Corollary to Putnam's theorem Suppose $T_1$ and $T_2$ are normal operators on Hilbert spaces $\mathcal H_1$ and $\mathcal H_2$, respectively. Putnam showed that if $X$ is an operator satisfying $T_2X=XT_1$, then $T_2^*X=XT_1^*$. 
Suppose $T_1$ and $T_2$ are similar, so that there is some operator $S$ with a two-sided inverse such that $ST_1=T_2S$. How can one show that $T_1$ and $T_2$ are unitarily equivalent?
This result is mentioned in a number of papers, but I can't find a proof. There is a purported proof in the Wikipedia article on Fuglede's theorem (where a correct proof of Putnam's result can be found), but it is obviously erroneous. 
 A: It is fairly straightforward to reduce it to the case $\mathcal{H}_1 = \mathcal{H}_2$ treated in Rudin's theorem 12.36.

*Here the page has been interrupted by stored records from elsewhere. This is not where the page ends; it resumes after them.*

PR #1395, opened 2026-04-26
fix(lume): pull 21GB OCI tar-part images without skipping disk layers

### LINKED ISSUE #1102: lume pull skips multi-part tar layers, fails to assemble disk image
## Summary

`lume pull` fails to pull images that use multi-part tar layers (e.g. `ubuntu-noble-vanilla:latest`). All 41 disk image parts are skipped as "unsupported layer media type," resulting in a VM directory with only `config.json` and `nvram.bin` but no `disk.img`.

## Reproduction

```bash
lume pull ubuntu-noble-vanilla:latest my-vm
```

## Expected

The 41 `disk.img.part.*` layers should be downloaded and reassembled into a single `disk.img`.

## Actual

All layers are skipped:

```
[INFO] Skipping unsupported layer media type: application/vnd.oci.image.layer.v1.tar;part.number=1;part.total=41
[INFO] Skipping unsupported layer media type: application/vnd.oci.image.layer.v1.tar;part.number=2;part.total=41
... (repeated for all 41 parts)
[INFO] Found 0 lz4 disk parts in cache to reassemble.
[INFO] Download complete: Files extracted to /path/to/vm/
[INFO] Setting new VM mac address vm_name=my-vm
[ERROR] Failed to get VM error=Virtual machine not found: my-vm
[ERROR] Failed to pull image error=Virtual machine not found: my-vm
```

The resulting VM directory contains only:
```
config.json   (159 bytes)
nvram.bin     (131 KB)
```

No `disk.img` is created.

## Image manifest

The `ubuntu-noble-vanilla:latest` manifest shows 41 layers of type `application/vnd.oci.image.layer.v1.tar;part.number=N;part.total=41`, each ~500MB, totaling ~21.5GB. These are plain tar parts (not lz4-compressed), with annotations like `disk.img.part.aa`, `disk.img.part.ab`, etc.

The pull code appears to only recognize `lz4` disk parts for reassembly, not plain tar parts.

## Versions tested

- `lume v0.2.80` (official release via install script)
- `lume v0.2.81` (built from `main` at HEAD)

All three exhibit the same behavior.

## Environment

- macOS 26.2 (Tahoe), Apple Silicon

cooleryu:
## Summary

Fixes `lume pull` for OCI images whose disk is split across parameterized tar layers such as:

`application/vnd.oci.image.layer.v1.tar;part.number=N;part.total=41`

These layers were previously skipped as unsupported, which could leave the pulled VM directory with `config.json` and `nvram.bin` but no `disk.img`.

## Motivation

`ubuntu-noble-vanilla:latest` publishes its disk as 41 `disk.img.part.*` layers totaling about 21.5 GB. The manifest exposes explicit `part.number` and `part.total` media type parameters, but the existing legacy pull path only recognized exact media type matches and lz4 disk parts.

The result is that all disk layers are skipped and the VM cannot be assembled.

## Changes

- Parse parameterized OCI media types.
- Recognize raw OCI tar disk parts only when the layer title starts with `disk.img.part.`.
- Download those raw disk parts instead of skipping them.
- Preserve explicit `part.number` ordering during cache reassembly.
- Validate expected `part.total` coverage before assembling the disk.
- Write raw disk parts directly with sparse-file support instead of trying lz4/gzip decompression.
- Avoid writing test marker bytes into the final reassembled `disk.img`.
- Add focused tests for media type recognition, non-disk tar exclusion, part ordering, and raw disk part writing.

## Test Plan

- `swiftc -parse libs/lume/src/ContainerRegistry/ImageContainerRegistry.swift libs/lume/tests/ImageContainerRegistryTests.swift`
- `git diff --check`
- Manual registry assembly check for `ghcr.io/trycua/ubuntu-noble-vanilla:latest`:
  - Downloaded all 41 parameterized tar disk parts.
  - Reassembled them in explicit `part.number` order into `disk.img`.
  - Verified final size matches both summed manifest layer size and `config.diskSize`: `21474836480` bytes.
  - Verified the assembled image is recognized as a disk image with a protective MBR/GPT layout:
    `DOS/MBR boot sector; partition 1 : ID=0xee`.

I also attempted:

- `swift test --filter ImageContainerRegistryTests`

but local SwiftPM failed before compiling tests because this machine only has Command Line Tools available and the package manifest fails to link `PackageDescription`. This repository's Lume CI uses `macos-15` with `Xcode_16.3`, so the PR should get the authoritative `swift test` and release build checks there.

## Risk

The new handling is intentionally narrow: it only treats parameterized OCI tar layers as raw disk parts when the layer is explicitly titled `disk.img.part.*`. Existing lz4 and single-layer paths are left in place.

## Related Issue

Fixes #1102

## Summary by CodeRabbit

* **New Features**
  * Added support for OCI tar disk images with enhanced caching and retrieval mechanisms.

* **Bug Fixes**
  * Improved error detection and reporting when disk components are missing.

* **Tests**
  * Added unit tests for disk part collection, ordering, and validation.

### DIFF
--- a/libs/lume/src/ContainerRegistry/ImageContainerRegistry.swift
+++ b/libs/lume/src/ContainerRegistry/ImageContainerRegistry.swift
@@ -1924,7 +1924,7 @@ class ImageContainerRegistry: ImageRegistry, @unchecked Sendable {
             Logger.info("Found \(rawDiskPartCount) raw OCI disk parts in cache to reassemble.")
         }
         if let expectedRawDiskParts {
-            let rawPartNumbers = Set(
+            let rawPartNumbers = Swift.Set(
                 diskPartSources.filter { $0.compression == .raw }.map(\.partNumber))
             for partNumber in 1...expectedRawDiskParts where !rawPartNumbers.contains(partNumber) {
                 Logger.error("Missing raw OCI disk part \(partNumber) of \(expectedRawDiskParts).")
--- a/libs/lume/src/ContainerRegistry/ImageContainerRegistry.swift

Consider the Hilbert space $\mathcal{H} = \mathcal{H}_1 \times \mathcal{H}_2$. A linear operator on $\mathcal{H}$ decomposes
$$L = \begin{pmatrix}\alpha & \beta\\ \gamma & \delta\end{pmatrix},$$
with $\alpha \colon \mathcal{H}_1 \to \mathcal{H}_2$, $\beta \colon \mathcal{H}_2 \to \mathcal{H}_1$, $\gamma\colon \mathcal{H}_1 \to \mathcal{H}_2$ and $\delta \colon \mathcal{H}_2 \to \mathcal{H}_2$. We then have
$$\begin{pmatrix}\alpha & \beta\\ \gamma & \delta\end{pmatrix}^\ast  = \begin{pmatrix}\alpha^\ast & \gamma^\ast\\ \beta^\ast & \delta^\ast\end{pmatrix}.$$
The operators
$$N_1 = \begin{pmatrix} T_1 & 0\\0&0\end{pmatrix};\quad N_2 = \begin{pmatrix}0&0\\ 0&T_2 \end{pmatrix}$$
are then normal, and the invertible operator
$$B = \begin{pmatrix}0&S^\ast\\ S&0\end{pmatrix}$$
satisfies $BN_1 = N_2 B$. Let $S = UP$ be the polar decomposition of $S$. The polar decomposition of $B$ is then
$$B = \begin{pmatrix}0&U^\ast\\ U&0\end{pmatrix} \begin{pmatrix}P&0\\ 0&UPU^\ast\end{pmatrix} = \mathscr{U}\mathscr{P}.$$
By Rudin's theorem 12.36, we have $\mathscr{U}N_1 = N_2 \mathscr{U}$, and that translates to $UT_1 = T_2 U$.

Of course, shortly after I turned the computer off, I saw an even simpler way to reduce the problem to theorem 12.36.
Let $S = UP$ the polar decomposition of $S$, and define $T_3 = U^\ast T U$. Then $T_3 \colon \mathcal{H}_1 \to \mathcal{H}_1$ is normal, and from $ST_1 = T_2 S$ we obtain $U^\ast ST_1 = U^\ast T_2 S = (U^\ast T_2 U)(U^\ast S) = T_3 (U^\ast S)$. The polar decomposition of $U^\ast S = U^\ast U P$ is $U^\ast S = (U^\ast U) P = I\cdot P$, so by 12.36, we have $I\cdot T_1 = T_3\cdot I$, i.e. $T_1 = U^\ast T_2 U \iff UT_1 = T_2 U$.